**Data items**
__________________________________________________

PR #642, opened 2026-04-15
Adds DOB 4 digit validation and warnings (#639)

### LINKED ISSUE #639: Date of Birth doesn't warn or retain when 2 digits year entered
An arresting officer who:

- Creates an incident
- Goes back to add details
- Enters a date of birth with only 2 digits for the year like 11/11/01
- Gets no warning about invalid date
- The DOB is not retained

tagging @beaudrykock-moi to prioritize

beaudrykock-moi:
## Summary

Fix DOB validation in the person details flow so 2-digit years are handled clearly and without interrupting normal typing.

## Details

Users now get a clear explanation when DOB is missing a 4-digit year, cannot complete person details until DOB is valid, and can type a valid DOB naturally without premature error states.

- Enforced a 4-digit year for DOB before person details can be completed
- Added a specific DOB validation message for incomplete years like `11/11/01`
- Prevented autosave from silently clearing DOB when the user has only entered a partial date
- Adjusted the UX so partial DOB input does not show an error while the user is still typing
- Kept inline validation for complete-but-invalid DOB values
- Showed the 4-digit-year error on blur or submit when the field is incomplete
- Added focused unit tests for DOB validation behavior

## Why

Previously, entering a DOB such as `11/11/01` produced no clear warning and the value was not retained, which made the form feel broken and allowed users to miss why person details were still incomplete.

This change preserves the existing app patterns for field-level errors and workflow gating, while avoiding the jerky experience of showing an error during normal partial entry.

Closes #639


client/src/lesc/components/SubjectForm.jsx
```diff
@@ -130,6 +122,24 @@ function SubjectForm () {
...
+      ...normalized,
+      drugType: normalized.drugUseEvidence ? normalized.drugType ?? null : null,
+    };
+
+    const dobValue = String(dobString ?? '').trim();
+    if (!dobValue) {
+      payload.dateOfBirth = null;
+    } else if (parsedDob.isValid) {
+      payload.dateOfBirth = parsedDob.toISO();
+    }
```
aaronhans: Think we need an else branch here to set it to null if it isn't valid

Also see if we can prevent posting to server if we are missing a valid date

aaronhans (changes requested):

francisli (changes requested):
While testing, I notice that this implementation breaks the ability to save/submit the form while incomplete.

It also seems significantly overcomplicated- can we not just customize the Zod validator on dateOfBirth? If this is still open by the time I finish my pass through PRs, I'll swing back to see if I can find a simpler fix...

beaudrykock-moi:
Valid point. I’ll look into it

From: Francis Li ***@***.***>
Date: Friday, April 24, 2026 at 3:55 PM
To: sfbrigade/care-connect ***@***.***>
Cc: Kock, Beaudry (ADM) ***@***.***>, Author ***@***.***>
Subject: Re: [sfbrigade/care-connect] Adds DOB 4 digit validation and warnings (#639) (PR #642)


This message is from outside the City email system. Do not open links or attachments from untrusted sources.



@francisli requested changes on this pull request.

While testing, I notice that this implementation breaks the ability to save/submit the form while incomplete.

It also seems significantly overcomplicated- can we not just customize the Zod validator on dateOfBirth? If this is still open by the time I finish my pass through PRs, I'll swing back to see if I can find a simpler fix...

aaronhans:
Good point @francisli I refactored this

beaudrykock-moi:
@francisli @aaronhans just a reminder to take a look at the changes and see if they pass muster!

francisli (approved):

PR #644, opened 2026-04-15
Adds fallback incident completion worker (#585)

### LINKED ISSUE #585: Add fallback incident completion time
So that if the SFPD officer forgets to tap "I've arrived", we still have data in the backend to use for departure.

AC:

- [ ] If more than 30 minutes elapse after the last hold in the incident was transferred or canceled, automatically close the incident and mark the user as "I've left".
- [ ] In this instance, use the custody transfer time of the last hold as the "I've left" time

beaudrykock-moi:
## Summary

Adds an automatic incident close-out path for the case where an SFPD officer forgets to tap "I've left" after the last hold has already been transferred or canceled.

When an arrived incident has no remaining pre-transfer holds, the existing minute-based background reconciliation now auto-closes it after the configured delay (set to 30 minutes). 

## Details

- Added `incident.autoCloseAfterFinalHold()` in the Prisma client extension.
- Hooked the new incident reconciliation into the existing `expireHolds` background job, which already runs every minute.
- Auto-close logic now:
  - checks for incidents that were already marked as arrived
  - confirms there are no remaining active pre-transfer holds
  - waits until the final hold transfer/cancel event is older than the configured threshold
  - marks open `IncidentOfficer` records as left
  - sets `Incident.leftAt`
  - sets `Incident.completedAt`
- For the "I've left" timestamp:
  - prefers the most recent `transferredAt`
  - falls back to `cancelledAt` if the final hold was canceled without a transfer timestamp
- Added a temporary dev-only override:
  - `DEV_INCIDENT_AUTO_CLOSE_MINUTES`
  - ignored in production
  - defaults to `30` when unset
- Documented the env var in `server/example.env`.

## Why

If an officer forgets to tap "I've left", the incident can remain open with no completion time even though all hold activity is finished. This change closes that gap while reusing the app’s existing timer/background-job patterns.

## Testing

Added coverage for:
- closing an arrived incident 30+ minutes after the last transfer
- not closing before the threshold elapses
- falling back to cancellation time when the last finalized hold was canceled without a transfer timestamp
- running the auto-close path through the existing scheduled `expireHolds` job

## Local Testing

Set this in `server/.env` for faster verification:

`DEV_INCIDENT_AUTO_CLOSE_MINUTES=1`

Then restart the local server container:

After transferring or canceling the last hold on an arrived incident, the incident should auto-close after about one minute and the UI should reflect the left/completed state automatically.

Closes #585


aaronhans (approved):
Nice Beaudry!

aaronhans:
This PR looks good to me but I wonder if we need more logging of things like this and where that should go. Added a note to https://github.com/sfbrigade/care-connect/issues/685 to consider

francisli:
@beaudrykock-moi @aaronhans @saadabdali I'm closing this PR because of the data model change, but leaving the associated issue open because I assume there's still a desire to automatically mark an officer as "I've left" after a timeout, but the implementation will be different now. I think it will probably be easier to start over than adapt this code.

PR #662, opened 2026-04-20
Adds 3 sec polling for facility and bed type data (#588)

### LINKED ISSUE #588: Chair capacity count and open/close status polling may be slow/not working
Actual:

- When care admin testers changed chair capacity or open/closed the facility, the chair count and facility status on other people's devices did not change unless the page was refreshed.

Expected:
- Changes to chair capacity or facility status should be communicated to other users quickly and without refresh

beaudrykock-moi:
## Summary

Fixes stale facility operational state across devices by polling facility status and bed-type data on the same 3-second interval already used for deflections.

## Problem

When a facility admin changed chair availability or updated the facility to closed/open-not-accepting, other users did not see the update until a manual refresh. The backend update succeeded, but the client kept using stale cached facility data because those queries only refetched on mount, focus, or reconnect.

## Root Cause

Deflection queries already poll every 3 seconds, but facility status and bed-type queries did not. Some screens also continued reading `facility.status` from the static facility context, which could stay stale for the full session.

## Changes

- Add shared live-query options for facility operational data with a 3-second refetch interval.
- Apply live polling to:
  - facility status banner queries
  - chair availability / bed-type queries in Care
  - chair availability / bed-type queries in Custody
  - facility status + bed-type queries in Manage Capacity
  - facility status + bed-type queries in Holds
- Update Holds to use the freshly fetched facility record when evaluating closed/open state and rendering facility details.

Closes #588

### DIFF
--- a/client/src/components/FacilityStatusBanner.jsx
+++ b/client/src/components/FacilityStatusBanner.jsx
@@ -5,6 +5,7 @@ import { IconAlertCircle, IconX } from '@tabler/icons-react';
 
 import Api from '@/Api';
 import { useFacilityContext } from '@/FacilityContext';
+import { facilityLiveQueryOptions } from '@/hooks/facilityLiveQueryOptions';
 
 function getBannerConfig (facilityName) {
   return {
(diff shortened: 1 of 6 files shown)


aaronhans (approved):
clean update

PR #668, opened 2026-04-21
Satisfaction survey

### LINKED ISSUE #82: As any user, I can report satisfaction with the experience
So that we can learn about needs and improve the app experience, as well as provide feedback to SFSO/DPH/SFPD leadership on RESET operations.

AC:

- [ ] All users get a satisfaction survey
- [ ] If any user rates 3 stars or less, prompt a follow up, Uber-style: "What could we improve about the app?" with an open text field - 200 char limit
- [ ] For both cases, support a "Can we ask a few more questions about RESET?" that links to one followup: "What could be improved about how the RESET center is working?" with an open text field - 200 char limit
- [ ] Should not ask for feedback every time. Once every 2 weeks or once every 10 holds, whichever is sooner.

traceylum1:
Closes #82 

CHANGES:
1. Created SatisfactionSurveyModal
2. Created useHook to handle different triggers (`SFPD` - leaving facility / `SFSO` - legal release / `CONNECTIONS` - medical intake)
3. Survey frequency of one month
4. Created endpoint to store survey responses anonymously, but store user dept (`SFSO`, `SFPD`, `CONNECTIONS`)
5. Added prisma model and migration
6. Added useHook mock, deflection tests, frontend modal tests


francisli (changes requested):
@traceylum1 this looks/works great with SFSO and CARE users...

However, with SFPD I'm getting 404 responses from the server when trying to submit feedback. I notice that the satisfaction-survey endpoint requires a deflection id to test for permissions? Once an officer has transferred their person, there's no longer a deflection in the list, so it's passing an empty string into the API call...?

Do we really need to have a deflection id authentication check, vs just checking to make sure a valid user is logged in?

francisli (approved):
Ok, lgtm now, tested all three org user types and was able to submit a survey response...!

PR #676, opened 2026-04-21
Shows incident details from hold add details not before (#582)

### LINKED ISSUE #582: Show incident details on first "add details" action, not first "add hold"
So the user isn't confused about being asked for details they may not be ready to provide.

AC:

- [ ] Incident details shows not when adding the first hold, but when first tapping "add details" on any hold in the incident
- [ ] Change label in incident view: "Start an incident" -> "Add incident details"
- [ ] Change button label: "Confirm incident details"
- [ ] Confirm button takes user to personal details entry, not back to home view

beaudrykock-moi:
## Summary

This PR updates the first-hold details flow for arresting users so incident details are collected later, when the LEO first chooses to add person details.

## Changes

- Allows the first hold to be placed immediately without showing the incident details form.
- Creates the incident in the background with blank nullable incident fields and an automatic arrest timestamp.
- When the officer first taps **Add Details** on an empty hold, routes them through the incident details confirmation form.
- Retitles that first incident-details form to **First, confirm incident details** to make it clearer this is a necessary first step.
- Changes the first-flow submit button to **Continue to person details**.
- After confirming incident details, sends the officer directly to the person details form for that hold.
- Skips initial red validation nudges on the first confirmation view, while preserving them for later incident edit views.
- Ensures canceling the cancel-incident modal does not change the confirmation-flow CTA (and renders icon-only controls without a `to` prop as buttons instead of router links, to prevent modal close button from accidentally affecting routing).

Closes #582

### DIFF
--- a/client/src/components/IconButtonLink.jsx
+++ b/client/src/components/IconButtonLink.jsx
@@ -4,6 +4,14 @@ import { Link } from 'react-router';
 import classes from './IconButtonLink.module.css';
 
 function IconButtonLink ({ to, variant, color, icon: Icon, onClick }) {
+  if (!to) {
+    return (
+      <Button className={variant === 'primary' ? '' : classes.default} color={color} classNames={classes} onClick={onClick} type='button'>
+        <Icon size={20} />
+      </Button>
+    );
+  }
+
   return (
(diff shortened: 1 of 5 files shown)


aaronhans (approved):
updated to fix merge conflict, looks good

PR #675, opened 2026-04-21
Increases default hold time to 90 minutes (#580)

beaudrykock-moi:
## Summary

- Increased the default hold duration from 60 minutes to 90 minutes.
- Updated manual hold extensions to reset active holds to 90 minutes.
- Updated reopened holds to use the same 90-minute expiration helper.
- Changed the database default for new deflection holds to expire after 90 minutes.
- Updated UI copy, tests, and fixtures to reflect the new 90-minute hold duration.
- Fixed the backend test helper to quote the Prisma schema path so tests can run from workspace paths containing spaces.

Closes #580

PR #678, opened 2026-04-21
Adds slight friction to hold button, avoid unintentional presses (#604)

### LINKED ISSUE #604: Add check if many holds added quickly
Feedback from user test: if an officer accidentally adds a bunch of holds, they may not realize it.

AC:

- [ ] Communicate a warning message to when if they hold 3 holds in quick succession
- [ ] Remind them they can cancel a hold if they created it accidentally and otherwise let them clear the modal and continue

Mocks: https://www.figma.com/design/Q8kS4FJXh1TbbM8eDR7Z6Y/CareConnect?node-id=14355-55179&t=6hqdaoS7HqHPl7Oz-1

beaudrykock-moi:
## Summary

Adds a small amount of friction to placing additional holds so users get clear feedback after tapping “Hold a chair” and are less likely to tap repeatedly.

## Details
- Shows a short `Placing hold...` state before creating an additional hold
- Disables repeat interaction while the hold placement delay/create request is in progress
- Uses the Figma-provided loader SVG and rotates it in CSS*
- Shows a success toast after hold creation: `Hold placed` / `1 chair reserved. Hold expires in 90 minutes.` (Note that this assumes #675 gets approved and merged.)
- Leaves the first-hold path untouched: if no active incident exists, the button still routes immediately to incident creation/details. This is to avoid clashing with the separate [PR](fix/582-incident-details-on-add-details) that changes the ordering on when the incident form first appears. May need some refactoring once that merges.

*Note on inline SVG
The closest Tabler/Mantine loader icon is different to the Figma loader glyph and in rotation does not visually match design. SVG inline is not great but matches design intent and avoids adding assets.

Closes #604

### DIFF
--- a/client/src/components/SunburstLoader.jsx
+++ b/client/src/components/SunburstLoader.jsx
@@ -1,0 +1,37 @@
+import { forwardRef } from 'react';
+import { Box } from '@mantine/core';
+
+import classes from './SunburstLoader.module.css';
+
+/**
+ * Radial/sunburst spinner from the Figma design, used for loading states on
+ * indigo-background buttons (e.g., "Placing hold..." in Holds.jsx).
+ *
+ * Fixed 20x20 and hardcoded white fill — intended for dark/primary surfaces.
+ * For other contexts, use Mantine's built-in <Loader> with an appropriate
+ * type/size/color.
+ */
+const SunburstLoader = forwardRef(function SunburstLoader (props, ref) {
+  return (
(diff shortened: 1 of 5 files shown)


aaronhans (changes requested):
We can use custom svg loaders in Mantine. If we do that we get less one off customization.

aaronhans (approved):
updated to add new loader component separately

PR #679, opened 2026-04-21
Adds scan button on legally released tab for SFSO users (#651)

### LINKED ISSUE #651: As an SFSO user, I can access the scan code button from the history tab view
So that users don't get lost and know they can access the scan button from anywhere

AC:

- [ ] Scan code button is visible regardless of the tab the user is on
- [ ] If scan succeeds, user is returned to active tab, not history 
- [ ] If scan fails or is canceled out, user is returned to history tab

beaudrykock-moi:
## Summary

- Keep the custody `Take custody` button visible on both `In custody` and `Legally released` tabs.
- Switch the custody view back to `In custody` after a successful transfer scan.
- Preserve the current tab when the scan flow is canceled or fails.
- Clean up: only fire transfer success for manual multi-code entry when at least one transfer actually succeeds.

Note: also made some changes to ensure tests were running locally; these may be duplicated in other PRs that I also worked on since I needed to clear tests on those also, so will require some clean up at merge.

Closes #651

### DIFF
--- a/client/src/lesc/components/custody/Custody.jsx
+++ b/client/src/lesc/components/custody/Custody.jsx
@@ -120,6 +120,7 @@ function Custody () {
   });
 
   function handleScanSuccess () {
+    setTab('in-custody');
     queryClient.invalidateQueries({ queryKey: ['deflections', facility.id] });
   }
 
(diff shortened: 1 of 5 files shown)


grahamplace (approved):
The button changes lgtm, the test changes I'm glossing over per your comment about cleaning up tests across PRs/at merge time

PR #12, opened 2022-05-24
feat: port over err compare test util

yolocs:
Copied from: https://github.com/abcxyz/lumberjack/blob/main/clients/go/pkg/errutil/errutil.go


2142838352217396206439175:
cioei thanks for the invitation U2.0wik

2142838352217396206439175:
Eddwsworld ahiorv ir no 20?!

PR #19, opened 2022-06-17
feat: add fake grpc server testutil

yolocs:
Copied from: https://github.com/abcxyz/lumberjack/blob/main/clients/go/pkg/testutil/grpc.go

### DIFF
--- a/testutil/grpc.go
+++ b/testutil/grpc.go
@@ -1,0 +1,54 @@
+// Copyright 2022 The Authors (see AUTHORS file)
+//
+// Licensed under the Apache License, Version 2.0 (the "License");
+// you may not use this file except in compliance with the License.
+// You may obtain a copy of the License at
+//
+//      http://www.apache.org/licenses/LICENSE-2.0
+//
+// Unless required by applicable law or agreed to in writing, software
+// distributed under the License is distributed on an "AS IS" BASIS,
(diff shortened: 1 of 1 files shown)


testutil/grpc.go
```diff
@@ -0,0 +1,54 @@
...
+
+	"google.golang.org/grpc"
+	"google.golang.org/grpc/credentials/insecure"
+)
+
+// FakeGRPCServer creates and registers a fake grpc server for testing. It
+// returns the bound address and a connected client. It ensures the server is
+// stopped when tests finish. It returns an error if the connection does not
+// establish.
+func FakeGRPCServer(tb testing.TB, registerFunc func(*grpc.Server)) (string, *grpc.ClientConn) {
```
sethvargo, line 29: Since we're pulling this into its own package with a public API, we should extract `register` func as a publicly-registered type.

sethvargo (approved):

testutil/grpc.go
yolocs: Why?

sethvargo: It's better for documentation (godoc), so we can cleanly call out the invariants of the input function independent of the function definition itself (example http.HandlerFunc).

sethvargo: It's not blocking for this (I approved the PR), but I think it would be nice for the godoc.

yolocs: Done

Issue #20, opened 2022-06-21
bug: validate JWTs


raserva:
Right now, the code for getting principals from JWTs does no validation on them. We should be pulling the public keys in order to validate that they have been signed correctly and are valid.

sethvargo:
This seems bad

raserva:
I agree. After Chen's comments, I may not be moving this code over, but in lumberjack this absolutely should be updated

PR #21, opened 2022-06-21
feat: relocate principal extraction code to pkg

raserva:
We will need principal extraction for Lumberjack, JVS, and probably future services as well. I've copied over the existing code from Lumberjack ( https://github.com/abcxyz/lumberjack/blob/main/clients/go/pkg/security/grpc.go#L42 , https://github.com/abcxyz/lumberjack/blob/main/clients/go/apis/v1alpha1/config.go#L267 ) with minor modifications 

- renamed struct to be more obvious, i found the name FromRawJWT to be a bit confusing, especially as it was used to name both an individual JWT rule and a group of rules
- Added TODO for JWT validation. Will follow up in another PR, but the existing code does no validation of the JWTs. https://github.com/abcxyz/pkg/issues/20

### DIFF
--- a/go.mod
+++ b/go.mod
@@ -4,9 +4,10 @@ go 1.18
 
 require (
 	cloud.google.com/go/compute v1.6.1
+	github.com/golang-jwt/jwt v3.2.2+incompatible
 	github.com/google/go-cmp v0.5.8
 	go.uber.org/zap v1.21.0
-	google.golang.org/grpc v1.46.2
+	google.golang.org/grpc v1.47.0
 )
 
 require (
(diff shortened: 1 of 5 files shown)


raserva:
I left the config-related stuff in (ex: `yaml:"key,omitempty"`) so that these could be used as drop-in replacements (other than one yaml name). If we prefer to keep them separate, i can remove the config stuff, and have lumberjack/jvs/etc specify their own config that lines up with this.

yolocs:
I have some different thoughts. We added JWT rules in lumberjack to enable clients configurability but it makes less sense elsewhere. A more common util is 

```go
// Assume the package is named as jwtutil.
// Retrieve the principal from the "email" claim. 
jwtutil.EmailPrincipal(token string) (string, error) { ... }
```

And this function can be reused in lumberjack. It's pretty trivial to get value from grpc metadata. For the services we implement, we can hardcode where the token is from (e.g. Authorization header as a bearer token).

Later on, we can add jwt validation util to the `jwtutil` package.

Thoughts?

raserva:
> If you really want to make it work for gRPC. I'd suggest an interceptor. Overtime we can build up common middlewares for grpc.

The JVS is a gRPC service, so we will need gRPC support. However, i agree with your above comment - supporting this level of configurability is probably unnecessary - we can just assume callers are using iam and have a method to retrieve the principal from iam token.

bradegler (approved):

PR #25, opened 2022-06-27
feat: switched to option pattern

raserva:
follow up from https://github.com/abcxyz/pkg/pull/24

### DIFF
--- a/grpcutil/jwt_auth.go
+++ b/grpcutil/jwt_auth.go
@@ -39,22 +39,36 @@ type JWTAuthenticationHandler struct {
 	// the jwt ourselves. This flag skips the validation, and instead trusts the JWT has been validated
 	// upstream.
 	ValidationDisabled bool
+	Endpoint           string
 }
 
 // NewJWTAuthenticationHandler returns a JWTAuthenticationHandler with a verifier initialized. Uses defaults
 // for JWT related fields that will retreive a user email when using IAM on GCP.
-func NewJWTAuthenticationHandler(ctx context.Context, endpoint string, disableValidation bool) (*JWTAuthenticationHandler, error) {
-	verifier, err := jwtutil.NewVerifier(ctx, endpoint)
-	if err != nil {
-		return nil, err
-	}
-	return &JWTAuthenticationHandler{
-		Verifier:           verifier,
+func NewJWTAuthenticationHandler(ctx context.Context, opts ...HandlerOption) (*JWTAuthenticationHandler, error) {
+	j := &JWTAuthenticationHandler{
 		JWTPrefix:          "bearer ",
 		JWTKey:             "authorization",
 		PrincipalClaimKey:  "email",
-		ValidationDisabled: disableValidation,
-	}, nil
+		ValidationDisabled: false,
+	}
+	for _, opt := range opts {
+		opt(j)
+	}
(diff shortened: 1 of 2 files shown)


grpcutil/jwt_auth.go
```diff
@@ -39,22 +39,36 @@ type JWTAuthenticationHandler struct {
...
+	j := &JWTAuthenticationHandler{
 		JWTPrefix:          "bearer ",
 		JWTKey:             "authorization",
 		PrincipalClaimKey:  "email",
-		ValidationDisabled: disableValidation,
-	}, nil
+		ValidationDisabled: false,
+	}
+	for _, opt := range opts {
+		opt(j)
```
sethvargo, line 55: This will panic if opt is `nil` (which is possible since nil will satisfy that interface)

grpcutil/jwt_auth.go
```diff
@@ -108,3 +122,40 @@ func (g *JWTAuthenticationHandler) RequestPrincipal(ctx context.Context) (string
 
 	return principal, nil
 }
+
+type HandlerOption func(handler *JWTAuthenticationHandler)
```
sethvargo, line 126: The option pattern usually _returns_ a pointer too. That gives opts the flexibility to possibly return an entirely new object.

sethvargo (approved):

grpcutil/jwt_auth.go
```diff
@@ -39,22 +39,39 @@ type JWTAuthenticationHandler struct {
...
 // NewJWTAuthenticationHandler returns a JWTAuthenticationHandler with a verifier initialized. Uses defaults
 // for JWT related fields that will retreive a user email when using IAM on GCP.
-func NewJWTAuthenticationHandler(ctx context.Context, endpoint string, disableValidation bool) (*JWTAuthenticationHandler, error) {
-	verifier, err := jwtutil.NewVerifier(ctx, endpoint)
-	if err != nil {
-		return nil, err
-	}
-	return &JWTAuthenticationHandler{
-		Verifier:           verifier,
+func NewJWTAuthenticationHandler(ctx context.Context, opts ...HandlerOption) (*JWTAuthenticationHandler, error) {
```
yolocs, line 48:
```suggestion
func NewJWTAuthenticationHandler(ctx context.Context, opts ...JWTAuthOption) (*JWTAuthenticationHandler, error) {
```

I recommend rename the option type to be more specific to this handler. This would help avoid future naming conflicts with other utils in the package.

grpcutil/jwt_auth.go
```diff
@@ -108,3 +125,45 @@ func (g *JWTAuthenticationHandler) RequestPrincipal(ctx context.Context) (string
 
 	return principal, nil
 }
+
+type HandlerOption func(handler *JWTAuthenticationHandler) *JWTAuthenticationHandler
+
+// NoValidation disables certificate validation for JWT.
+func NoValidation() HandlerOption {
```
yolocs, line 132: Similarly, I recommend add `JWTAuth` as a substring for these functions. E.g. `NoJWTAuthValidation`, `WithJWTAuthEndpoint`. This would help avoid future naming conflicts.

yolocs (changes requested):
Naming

__________________________________________________

**The task**
If a line of the records includes the string "primary", copy it out.

**Solution to this task**
+      <Button className={variant === 'primary' ? '' : classes.default} color={color} classNames={classes} onClick={onClick} type='button'>
+ * Fixed 20x20 and hardcoded white fill — intended for dark/primary surfaces.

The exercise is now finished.